みやぎ県南中核病院で、実際にどのようなタイミングで疼痛治療が行われているかを調べたデータがある。同病院で化学療法と疼痛治療の両方を受けた患者さんを対象に、それぞれの治療が行われた時期を調査したのだ(図3、4)。

[図3 疼痛緩和と化学療法の併用分類方法]

図3 疼痛緩和と化学療法の併用分類方法

分類 詳細
A-1 化学療法終了後、終末期にオピオイド導入
A-2 化学療法終了間際に、終末期にオピオイド導入。わずかに重なる
B-1 化学療法施行開始後、オピオイド導入。化学療法とオピオイドの並行ケア
B-2 オピオイド導入後、化学療法施行を開始。化学療法とオピオイドの並行ケア
その他 化学療法実施が1回のみ、がん性疼痛治療終了後化学療法施行、がん性疼痛治療がほとんどなされていない、等のケースはその他に分類;

[図4 疼痛緩和と化学療法の併用時期分類]
図4 疼痛緩和と化学療法の併用時期分類

「その結果、50パーセントの患者さんが、化学療法と疼痛治療を並行して行っていることが分かりました。化学療法を行う時点で、すでに痛みを抱えている患者さんは実はたくさんいるのです。そういう患者さんに適切な疼痛治療を行うことは、がんの治療にも大きな成果をもたらすことになります」

早い段階から疼痛治療を行った症例を紹介してもらった。

痛みを取ることで生きる気力が湧いてくる

症例:60代女性

背中の痛みを訴えて受診した患者さんで、超音波検査とCTにより、その日のうちに膵がんと判明。食欲がなく、半年で体重が8キログラム減少した。痛みの程度が8(0~10の11段階で評価)と強かったため、外来でオキノーム(一般名塩酸オキシコドン散)を服用してもらったところ、痛みはすぐに1まで改善した。

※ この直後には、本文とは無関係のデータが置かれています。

Issue #862, opened 2021-10-31
[feature request] Ability to change the default kill signal


Hexcede:
This is a very minor QoL thing, it's not particularly consequential but would be easily implemented and save me (and probably others) quite a lot of time. When killing a program, the default kill signal is 15 (SIGTERM). However, some programs such as ones under wine don't seem to be effected by the signal, and programs which are hanging are not effected by it either.

Would love to be able to switch this to pick a signal which is more aggressive such as SIGKILL (9) by default, as I tend to be repeatedly killing many wine processes from htop (usually when they are being problematic or don't create an interface)

This is semi-related to the similar request, #690. I have a similar issue in that I am repeatedly SIGKILLing many processes a day, as I do development under wine with a tool that doesn't quite work so well there, but unlike the related issue I am killing many processes with various lengthy pathnames I would need to type out in order to kill from my shell.

PR #865, opened 2021-11-02
Add option to change default signal sent on F9

cgzones:
Closes: #862

/cc @Hexcede

### DIFF
--- a/Action.c
+++ b/Action.c
@@ -344,9 +344,12 @@ static Htop_Reaction actionKill(State* st) {
    if (Settings_isReadonly())
       return HTOP_OK;
 
-   Panel* signalsPanel = SignalsPanel_new();
+   static int preSelectedSignal = SIGNALSPANEL_INITSELECTEDSIGNAL;
+
+   Panel* signalsPanel = SignalsPanel_new(preSelectedSignal);
    const ListItem* sgn = (ListItem*) Action_pickFromVector(st, signalsPanel, 14, true);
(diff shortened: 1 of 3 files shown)


DisplayOptionsPanel.c
```diff
@@ -135,6 +136,7 @@ DisplayOptionsPanel* DisplayOptionsPanel_new(Settings* settings, ScreenManager*
    Panel_add(super, (Object*) CheckItem_newByRef("Enable the mouse", &(settings->enableMouse)));
    #endif
    Panel_add(super, (Object*) NumberItem_newByRef("Update interval (in seconds)", &(settings->delay), -1, 1, 255));
+   Panel_add(super, (Object*) NumberItem_newByRef("Default selected signal on F9", &(settings->defaultSignal), 0, 1, Platform_numberOfSignals - 1));
```
BenBE, line 139: Not quite the best UX for the user …

fasterit:
I'm not a fan either. Why not default to the last signal sent (and may be even persist that in `htoprc`) ? Much easier, more intuitive and one setting less.

Hexcede:
> I'm not a fan either. Why not default to the last signal sent (and may be even persist that in `htoprc`) ? Much easier, more intuitive and one setting less.

I like this idea. It's fast, and solves the UX issue well. It also doesn't have to persist across sessions which could be confusing if you don't *regularly* use `htop`.

BenBE (approved):

PR #867, opened 2021-11-04
Cleanup: Fix misc styleguide issues

smalinux:


BenBE:
I'm fine with the blank after switch, but I'd prefer to keep the casted negative numbers without a space in between …

BenBE (approved):

PR #873, opened 2021-11-16
Reduce allocation size of cp_time_n and cp_time_o on FreeBSD and DragonFlyBSD

GuillaumeGomez:
Unless I'm missing something, these two arrays are only ever used to read one set of CPU data, not X (where X is the number of CPUs).

Usage is [here](https://github.com/htop-dev/htop/blob/f75a8bc3a1131151181d6794000b10063400221e/freebsd/FreeBSDProcessList.c#L190) and allocation is [here](https://github.com/htop-dev/htop/blob/f75a8bc3a1131151181d6794000b10063400221e/freebsd/FreeBSDProcessList.c#L112-L113).

### DIFF
--- a/freebsd/FreeBSDProcessList.c
+++ b/freebsd/FreeBSDProcessList.c
@@ -109,8 +109,8 @@ ProcessList* ProcessList_new(UsersTable* usersTable, Hashtable* dynamicMeters, H
 
    size_t sizeof_cp_time_array = sizeof(unsigned long) * CPUSTATES;
    len = 2; sysctlnametomib("kern.cp_time", MIB_kern_cp_time, &len);
-   fpl->cp_time_o = xCalloc(cpus, sizeof_cp_time_array);
-   fpl->cp_time_n = xCalloc(cpus, sizeof_cp_time_array);
+   fpl->cp_time_o = xCalloc(CPUSTATES, sizeof(unsigned long));
+   fpl->cp_time_n = xCalloc(CPUSTATES, sizeof(unsigned long));
    len = sizeof_cp_time_array;
 
    // fetch initial single (or average) CPU clicks from kernel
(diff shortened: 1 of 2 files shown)


freebsd/FreeBSDProcessList.c
```diff
@@ -109,8 +109,8 @@ ProcessList* ProcessList_new(UsersTable* usersTable, Hashtable* dynamicMeters, H
 
    size_t sizeof_cp_time_array = sizeof(unsigned long) * CPUSTATES;
    len = 2; sysctlnametomib("kern.cp_time", MIB_kern_cp_time, &len);
-   fpl->cp_time_o = xCalloc(cpus, sizeof_cp_time_array);
-   fpl->cp_time_n = xCalloc(cpus, sizeof_cp_time_array);
+   fpl->cp_time_o = xCalloc(1, sizeof_cp_time_array);
+   fpl->cp_time_n = xCalloc(1, sizeof_cp_time_array);
```
BenBE, line 113: Given this allocates an array of `unsigned long` this should better be:
```suggestion
   fpl->cp_time_o = xCalloc(CPU_STATES, sizeof(unsigned long));
   fpl->cp_time_n = xCalloc(CPU_STATES, sizeof(unsigned long));
```

BenBE (changes requested):

GuillaumeGomez:
I looked into all `*bsd` and into `solaris` but only `DragonFlyBSD` has the issue. Fixed it as well.

freebsd/FreeBSDProcessList.c
BenBE: There is a somewhat subtle issue here: `calloc` does not only an overflow check that the current version is missing, but also ensures proper alignment. Depending on the exact values used here, this [may make a difference](https://stackoverflow.com/a/501949), causing the actual allocation being larger due to proper alignment of allocated elements (See note [here](https://en.cppreference.com/w/c/memory/calloc)).

fasterit: `CPU_STATES` -> `CPUSTATES` in the suggested change

GuillaumeGomez: Thanks for the extra explanations @BenBE! Totally makes sense, I updated.

@fasterit: Thanks for the correction.

BenBE (approved):

cgzones (approved):

PR #874, opened 2021-11-19
Add a fix to use gettimeofday if monotonic is not available.

lutzmad:
Add an additional fix to support environments where monotonic is not available to Generic_gettime_monotonic.
The fix is necessary to support MacOS older than 10.13., tested down to 10.10..

See issue #373 for more information.

With regards, Lutz

### DIFF
--- a/generic/gettime.c
+++ b/generic/gettime.c
@@ -49,9 +49,13 @@ void Generic_gettime_monotonic(uint64_t* msec) {
    else
       *msec = 0;
 
-#else
+#else /* lower resolution gettimeofday() should be always available */
 
-# error "No monotonic clock available"
+   struct timeval tv;
+   if (gettimeofday(&tv, NULL) == 0)
+      *msec = ((uint64_t)tv.tv_sec * 1000) + ((uint64_t)tv.tv_usec / 1000);
+   else
+      *msec = 0;
 
 #endif
 }


cgzones:
@BenBE maybe warn with GNU compatible compilers?
```
#ifdef __GNUC__
#warning "No monotonic clock available, fall back to gettimeofday"
#endif
```

BenBE:
> @BenBE maybe warn with GNU compatible compilers?
> 
> ```
> #ifdef __GNUC__
> #warning "No monotonic clock available, fall back to gettimeofday"
> #endif
> ```

Don't quite like that variant because that's breaking `-Werror`. So either we treat that case as equally valid code or fully error out on it. With this approach you're potentially masking real compiler warnings due to prohibiting effective use of `-Werror`.

Explorer09:
@cgzones How about a warning at configure time? You know, when you check for `gettimeofday` in configure script.

natoscott:
> @cgzones How about a warning at configure time? You know, when you check for `gettimeofday` in configure script.

gettimeofday is available on all platforms, we don't check for it in configure.  Maybe you're thinking of clock_gettime - and we could add a warning if that's missing I guess (although configure does already report "checking for clock_gettime... no"), but it's not overly helpful to warn IMO as there's no action a developer can take to improve the situation.

I think this fallback is fine as implemented now.

natoscott (approved):
LGTM

BenBE:
I think the summary may display some information on the clock source like

```
Clock source: monotonic
Clock source: realtime
Clock source: gettimeofday (legacy)
```

That way it give's some obvious hint about the issue, without being a full-blown warning.

natoscott:
> That way it give's some obvious hint about the issue, without being a full-blown warning.

But there isn't an issue - the platform supports whatever APIs it supports, and we use the best available.  I think this extra diagnostic message isn't really needed.

BenBE (approved):

PR #878, opened 2021-11-23
add github workflow to build release tarball

### LINKED ISSUE #876: release tarballs without autoconf deps
it'd be great if you guys could upload release tarballs including pre-generated configure scripts as in 2.x time, so one doesn't have to install the full autoconf suite to build. (it's perfectly fine to depend on it for build-from-git, not so much for releases).

rofl0r:
the built release tarball provides a pre-built configure script and efficient packing with xz.
tested working.

this creates a release tarball attached to a *release*.
unfortunately i didnt find a way to attach it to a tag, that means after creating a tag one has to additionally go to tags tab, open tag and click "create release from tag".
apart from that no further action is required by the maintainer.

closes #876

### DIFF
--- a/.github/workflows/build_release.yml
+++ b/.github/workflows/build_release.yml
@@ -1,0 +1,51 @@
+name: Build Source Release
+
+# Trigger whenever a release is created
+on:
+  release:
+    types:
+      - created
+
+jobs:
+  build:
+    name: build
+    runs-on: ubuntu-latest
+    steps:
+    - uses: actions/checkout@v1
+      with:
+        submodules: true
+
+    - name: archive
+      id: archive
+      run: |
+        VERSION=${{ github.event.release.tag_name }}
+        PKGNAME="htop-$VERSION"
+        SHASUM=$PKGNAME.tar.xz.sha256
+        autoreconf -i
+        mkdir -p /tmp/$PKGNAME
+        mv * /tmp/$PKGNAME
+        mv /tmp/$PKGNAME .
+        TARBALL=$PKGNAME.tar.xz
+        tar cJf $TARBALL $PKGNAME
+        sha256sum $TARBALL > $SHASUM
+        echo "::set-output name=tarball::$TARBALL"
+        echo "::set-output name=shasum::$SHASUM"
+    - name: upload tarball
+      uses: actions/upload-release-asset@v1
+      env:
+        GITHUB_TOKEN: ${{ secrets.GITHUB_TOKEN }}
+      with:
+        upload_url: ${{ github.event.release.upload_url }}
+        asset_path: ./${{ steps.archive.outputs.tarball }}
+        asset_name: ${{ steps.archive.outputs.tarball }}
+        asset_content_type: application/gzip
+
+    - name: upload shasum
+      uses: actions/upload-release-asset@v1
+      env:
+        GITHUB_TOKEN: ${{ secrets.GITHUB_TOKEN }}
+      with:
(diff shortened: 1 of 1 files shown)


fasterit:
Nice job! Please make it run on a tag event and only if the tag matches ~ `refs\/tags/v[0-9]+\.[0-9]+\.[0-9]+` .
See https://github.community/t/how-to-trigger-on-a-release-only-if-tag-name-matches-pattern/18514/ for a how-to.

Explorer09:
@rofl0r  I wonder why you are packing the tarball manually with the `tar` command. Isn't `make dist` available for the purpose and that it works better?

rofl0r:
> Nice job!

thanks!

> Please make it run on a tag event and only if the tag matches ~ refs\/tags/v[0-9]+\.[0-9]+\.[0-9]+

i've pushed several test branches to get github to make a release tarball just by pushing a tag, but was unable to achieve it. it seems build artifacts can only be uploaded to a tag when it's manually marked as "release".
the article you linked seems to use an external service on azure that creates artifacts, but imo it's preferable if it's done via github.

looking at git history, it appears past tags were labeled "3.x" and not "v3.x".
anyway, given that one has to manually click "create release from tag" i see no advantage of restricting this action to match a regex.

> I wonder why you are packing the tarball manually with the tar command. Isn't make dist available for the purpose and that it works better?

because it's simpler, doesn't require me to debug/fix make dist target, creates .xz, and allows to reuse the same github action for other repos with minor tweaks.

Explorer09:
> because it's simpler, doesn't require me to debug/fix make dist target, creates .xz, and allows to reuse the same github action for other repos with minor tweaks.

Well, make dist was designed to simplify the release process, as it builds the program, runs the testsuite (make check), and prepares the tarball all in one command. And there is one advantage of packing the tarball with make dist: automake by default uses a higher compression level than the compression program's default. It's the tarball for distribution, so higher compression is typically preferred.

rofl0r:
> It's the tarball for distribution, so higher compression is typically preferred.

we can achieve the same by exporting "XZ_OPT=-9e", though the 300kb result is already quite good https://github.com/rofl0r/htop/releases/tag/v9.99.99b

BenBE:
Any chance to also include zstd compression in the archive formats?

rofl0r:
> Any chance to also include zstd compression in the archive formats?

no big deal. it's a matter of adding a line in the build process and one artifact declaration.
though i wonder if it's that useful. in the benchmarks i've seen it's rarely if ever better than xz -9, and not commonly available in distros, unlike. but i can add it anyway, if you like.

rofl0r:
i added zstd max option and xz -9e for testing:  a81374d075b46d3807f6981389db2f75723f1bf8  but result isn't worth it imo:  https://github.com/rofl0r/htop/releases/tag/9.99.99f

natoscott:
> i added zstd max option and xz -9e for testing: [a81374d](https://github.com/htop-dev/htop/commit/a81374d075b46d3807f6981389db2f75723f1bf8) but result isn't worth it imo

Agreed.  Chatting to @BenBE he's not concerned if we drop this.  He also mentioned it might be worthwhile using the same format that Hisham used to provide (.tar.gz) - it looks like the commit you referenced above could be trivially changed to do that.

However, I suspect that means we'd have two .tar.gz files (the github auto-generated one, and this new one) which would be further confusing?  So for today's release (3.1.2) I'm planning to stick with the more tested code in this PR - if folks really want the extra .tar.gz file as well, let's add that in the next major release (3.2.0 - likely next year).

PR #78, opened 2020-09-25
Fix a tiny bug of UniqueKeyFunction()

jiayu-google:


huangxichen1 (approved):
We're submitting a quick bug fix. Feel free to review after submission if you'd like.

PR #80, opened 2020-09-26
Make the universe_size variable.

huangxichen1:


jiayu-google (approved):
Nice to have the feature of varying the universe! Since finally people are interested in the performance in the real universe, and we need to figure out how the universe size affects the performance.

src/evaluations/data/evaluation_configs.py
```diff
@@ -80,7 +80,7 @@
 
 
 # Document the evaluation configurations.
-def _smoke_test(num_runs=NUM_RUNS_VALUE):
+def _smoke_test(num_runs=NUM_RUNS_VALUE, universe_size=200000):
```
shengma-1, line 83: 2e5 is in several places. Does it make sense to create a global variable: DEFAULT_UNIVERSE_SIZE?

src/evaluations/data/evaluation_configs.py
```diff
@@ -153,24 +158,25 @@ def _frequency_smoke_test(num_runs=NUM_RUNS_VALUE):
...
               name='homogeneous',
               set_generator_factory=(
-                frequency_set_generator.HomogeneousMultiSetGenerator.
-                get_generator_factory_with_num_and_size(
-                    universe_size=int(2e5), num_sets=10, set_size=int(2e4),
-                    freq_rates=[1]*10, freq_cap=3))),
+                  frequency_set_generator.HomogeneousMultiSetGenerator
+                  .get_generator_factory_with_num_and_size(
+                      universe_size=universe_size, num_sets=10,
+                      set_size=int(2e4), freq_rates=[1]*10, freq_cap=3))),
```
jgoodknight, line 164: doing this list multiplication trick has bitten me in the butt before but you probably won't get in trouble since you won't be modifying the list?  if I remember correctly the issue has to do with getting 10 copies of the same object instead of 10 new objects, so also with integers it's less of a problem.  That being said, in general ever since then I  just do a list comprehension instead [1 for _ in range(10)] so there's no chance of getting bitten.  This is just an FYI, no need to fix it here unless you want to

jgoodknight (commented):
I woul

src/evaluations/data/evaluation_configs.py
huangxichen1: Done.

src/evaluations/data/evaluation_configs.py
```diff
@@ -137,10 +141,11 @@ def _smoke_test(num_runs=NUM_RUNS_VALUE):
       )
 
 
-def _frequency_smoke_test(num_runs=NUM_RUNS_VALUE):
+def _frequency_smoke_test(num_runs=NUM_RUNS_VALUE, universe_size=int(2e5)):
```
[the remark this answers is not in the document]
huangxichen1: Done. Great to know this magic. Thanks Joey!

src/evaluations/data/evaluation_configs.py
huangxichen1: Acknowledged. I will not change in this PR. I will follow list comprehension in the future PRs. Thanks!

src/evaluations/data/evaluation_configs.py
```diff
@@ -89,10 +91,13 @@ def _smoke_test(num_runs=NUM_RUNS_VALUE):
 
   Args:
     num_runs: the number of runs per scenario.
+    universe_size: the size of universe.
 
   Returns:
     An EvaluationConfig.
   """
+  set_size = int(universe_size * 0.2)
```
jiayu-google, line 99: Maybe set 0.2 and 0.1 as global variables?

src/evaluations/data/evaluation_configs.py
```diff
@@ -629,11 +641,10 @@ def _complete_test_with_selected_parameters(
       scenario_config_list=scenario_config_list)
 
 
-def _frequency_end_to_end_test(num_runs=NUM_RUNS_VALUE):
+def _frequency_end_to_end_test(universe_size=10000, num_runs=NUM_RUNS_VALUE):
   """EvaluationConfig of end-to-end test of frequency evaluation code."""
   num_sets = 3
-  universe_size = 10000
-  set_size = 5000
+  set_size = int(universe_size * 0.5)
```
jiayu-google, line 647: Again, may call out 0.5 somewhere.

jiayu-google (approved):
Thanks Xichen. I'm not sure whether we should call out some parameters as global variables.
To me, the reach proportions (for which you used 0.1, 0.2 and 0.5 here) are worth calling out.

src/evaluations/data/evaluation_configs.py
```diff
@@ -44,6 +44,7 @@
     MAX_FREQUENCY)
 
 NUM_RUNS_VALUE = 100
+SMOKE_TEST_UNIVERSE_SIZE = 200_000
 UNIVERSE_SIZE_VALUE = 1000000
```
jgoodknight, line 48: can you change this file to consistently use underscores for all large numbers?  Not that big a deal but when I went to review it stuck out

tests/interoperability_test.py
```diff
@@ -417,6 +417,7 @@ def test_run_evaluation_for_cardinality_estimator_workflow_compatible(self):
         sketch_estimator_configs=sketch_estimator_configs,
         evaluation_run_name='interoperability_test_for_evaluator_cardinality',
         num_runs=1,
+        universe_size=int(1000),
```
jgoodknight, line 420: int definitely not needed here

tests/interoperability_test.py
```diff
@@ -451,6 +452,7 @@ def test_run_evaluation_for_frequency_estimator_workflow_compatible(self):
         sketch_estimator_configs=sketch_estimator_configs,
         evaluation_run_name='interoperability_test_for_evaluator_frequency',
         num_runs=1,
+        universe_size=int(1000),
```
jgoodknight, line 455: int not needed here either

jgoodknight (approved):

shengma-1 (approved):

tests/interoperability_test.py
huangxichen1: Done.

tests/interoperability_test.py
huangxichen1: Done.

src/evaluations/data/evaluation_configs.py
huangxichen1: Done.

my2457 (approved):

PR #83, opened 2020-09-30
Bug fix for report generator

huangxichen1:
Fix for plot link missing due to wrong sketch estimator name.

The bug is from the difference of the sketch_estimator name of the cardinality estimator and the frequency estimator. The previous code will attach -nan to the sketch_estimator name, and that name will not be found in the directory tree. So this PR  does the following:
1. Fix this bug by checking the analysis type.
2. Add testing for plot file link in the HTML file.


AaronRanAn (approved):
LGTM!

jgoodknight (approved):

PR #85, opened 2020-10-01
Minor change to analyzer.py

huangxichen1:
1. Close fig after saving plot. If without this fix, will see the following message when running the complete evaluation:
```
RuntimeWarning: More than 20 figures have been opened. Figures created through the pyplot interface (`matplotlib.pyplot.figure`) are retained until explicitly closed and may consume too much memory. (To control this warning, see the rcParam `figure.max_open_warning`)
```
2. Fix a typo of a global variable value.

### DIFF
--- a/src/evaluations/analyzer.py
+++ b/src/evaluations/analyzer.py
@@ -16,6 +16,7 @@
 import os
 import shutil
 
+import matplotlib.pyplot as plt
 import numpy as np
 import pandas as pd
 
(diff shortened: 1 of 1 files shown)


my2457 (approved):

src/evaluations/analyzer.py
```diff
@@ -456,6 +458,7 @@ def plot_one_estimator_under_one_scenario(df):
           w=self.plot_params[BARPLOT_SIZE_WIDTH_INCH],
           h=self.plot_params[BARPLOT_SIZE_HEIGHT_INCH])
       fig.savefig(plot_file)
+      plt.close(fig)
```
kungfucraig, line 461: I'd recommend using a context manager for this.

kungfucraig (approved):

src/evaluations/analyzer.py
jgoodknight: good idea

jgoodknight (approved):

src/evaluations/analyzer.py
huangxichen1: Per our offline discussion, I will leave this as is.

PR #86, opened 2020-10-05
Fix a tiny bug in bloom_filter_sketch_operators

jiayu-google:


my2457 (approved):
Thanks for the fix

shengma-1 (approved):

huangxichen1 (approved):
Thanks, Jiayu!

翌日に入院し、オキシコンチン(一般名オキシコドン徐放錠)をベースとする疼痛治療を開始。痛みが0まで改善し、食欲が出て、元気を回復していった。

入院から5日目には、抗がん剤のジェムザール(一般名ゲムシタビン)による治療を開始。このときまでに体重が3キログラム増えていた。その後退院し、外来化学療法で治療を続けることになった(図5)。

「ここで紹介したのは、いずれも痛みを抑えることで患者さんが元気になり、抗がん剤治療がスムースに行えた症例です。痛みに苦しみ、食事もできないような患者さんに、化学療法を始めましょうと言っても、なかなかうまくいきません。痛みを取り除くことで、がんと闘う気力が湧いてくるのです」

[図5 患者さんの疼痛治療例 (60歳代、女性 主訴:背部痛 診断名:膵がん)]
図5 患者さんの疼痛治療例 (60歳代、女性 主訴:背部痛 診断名:膵がん)

患者さんが治療に意欲的になる2つの理由

蒲生さんによれば、患者さんが治療に意欲的になる理由が2つある。1つは、痛みがなくなることで食事や睡眠が十分に取れるようになり、元気が回復してくること。もう1つは、痛みを取ってくれた医師に対する信頼感が生まれ、この先生が行う化学療法ならよい結果が期待できる、と考えるからだという。

このような点からも、がんの疼痛療法は、それが必要となった時点から、タイミングよく開始することが大切なのである。